Hibiscadelphus stellatus

Scientific classification
- Kingdom: Plantae
- Clade: Tracheophytes
- Clade: Angiosperms
- Clade: Eudicots
- Clade: Rosids
- Order: Malvales
- Family: Malvaceae
- Genus: Hibiscadelphus
- Species: H. stellatus
- Binomial name: Hibiscadelphus stellatus H.Oppenh., Bustamente, & Perlman

= Hibiscadelphus stellatus =

- Genus: Hibiscadelphus
- Species: stellatus
- Authority: H.Oppenh., Bustamente, & Perlman

Species of flowering plant

Hibiscadelphus stellatus is a species of flowering plant in the mallow family, Malvaceae. It is called stellar hau kuahiwi in the United States Department of Agriculture PLANTS database. It is endemic to West Maui, Hawaii.

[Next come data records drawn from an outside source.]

PR #57038, opened 2026-03-23
Strip whitespace from URL strings in redirect_to

Mordorreal:
## Summary

URLs with leading or trailing whitespace (e.g. `" https://example.com"`) passed to `redirect_to` were incorrectly classified as path-relative URLs, triggering `PathRelativeRedirectError` or warnings depending on `action_on_path_relative_redirect` config.

This happened because the leading space prevented the scheme regex (`/\A([a-z]...)/`) from matching, causing the URL to fall through to the `String` branch where it was treated as a relative path.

It was first formally described in 2014. The specific epithet stellatus comes from the Latin for "star-shaped", referring to its stellate pubescence and the five, star-shaped involucral bracts, as well as its "beautiful and stellar (outstanding) flowers".

It is only known from three populations and fewer than one hundred plants in a valley on the western side of the island. It is closely related to Hibiscadelphus wilderianus, differing in part in its denser hairiness and larger flowers.